A New Way of Fowling

The most famous spotting scope in American birding history is surely this one, purchased by Henry David Thoreau in March 1854 and used to look at the tops of trees and the birds in them.

Again and again, on long car rides and in slow moments afield, I’ve been told that Thoreau’s was the first spyglass ever dedicated to watching birds. It wasn’t, of course. Audubon was continually peering through a telescope, his own or one borrowed from the captain of whatever ship he happened to be on.

Going back even farther, Hans Sloane reports using a glass to stare at hummingbirds on the tantalizingly nearby shore when his ship was becalmed on its arrival at Jamaica — in 1687.

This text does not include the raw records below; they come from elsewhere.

PR #640, opened 2026-07-20
Traci/fix/persistence sync flake

traciday:
## Summary

Fixes an intermittent failure in `persistence-sync-test.js` (~20-50% of runs)
that surfaced in two different ways — an assertion failure on
`expect(reloads).toEqual(...)` and a 15s timeout — both traced to a single
harness defect.

Also merges current `staging` into the branch so it lands cleanly.

## Root cause

`stubBoardReloadTracking` stubbed `reload` on board record **instances**
captured via `peekRecord` at setup time. Sync unloads and re-pushes board
records mid-traversal (`refreshBoardsInStore`, `store.push` in `sync_boards`),
and Ember Data returns a **new instance** each time — silently discarding the
stub. One defect, two symptoms:

- The board's real `reload()` ran and was never recorded, so the assertion saw
  a missing key for a reload that **actually happened** — an untracked-observation
  bug in the harness, not a missing reload in the code under test.
- That real `reload()` performed a genuine store fetch against stubbed ajax,
  which could hang, stalling `waitForSyncDoneAndSettled` into the 15s timeout.

## Fix

Stub `LingoLinq.Board.prototype.reload` keyed by board id, so tracking survives
record replacement. Untracked boards pass through to the real `reload()`.

Additionally, the "important ids" test polled `persistence.important_ids` only.
`utils/persistence.js` exports a Proxy with a `get` trap and **no** `set` trap,
so reads forward to `window.persistence` — which in a full-suite run can be a
different or torn-down service instance than the one that synced. That test
passed in module isolation and timed out only in the full suite. It now also
polls the resolved `persistenceTarget()`.

**Test-only change.** No application code is modified.

## Fix status

| Item | Status | Evidence |
|---|---|---|
| Reload tracking survives record replacement | Fixed | `persistence-sync-test.js` — prototype stub keyed by board id |
| Assertion flake on `expect(reloads)` | Fixed | 3 previously-flaky tests stable across full-suite runs |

In a way, I suppose, even if (and surely they were) people were spying on birds with optical instruments before 1687, Sloane and Audubon and Thoreau all have a good claim to be the first, as each seems to have come up with the idea independently. So, too, did “A.P.,” a birder in Epping Forest, who in the spring of 1830 reported on his “new mode of examining birds, etc.”:

I have derived much delight from the use of a good pocket telescope, magnifying about thirty times, whilst exploring the recesses of our forest for the various species of the feathered tribe with which it abounds… I direct upon [a bird] my quiet vivifying tube; and thus the living specimen, sporting in all its native character (perhaps quite heedless of its inspector, at a distance of thirty, forty, or ninety yards), is brought within a visual range of one, two, or three yards of my eye… many an interesting spectacle. Being a warm friend to humanity, I may add, that I hope my practice of “fowling” will find many advocates.

So it has, so it has.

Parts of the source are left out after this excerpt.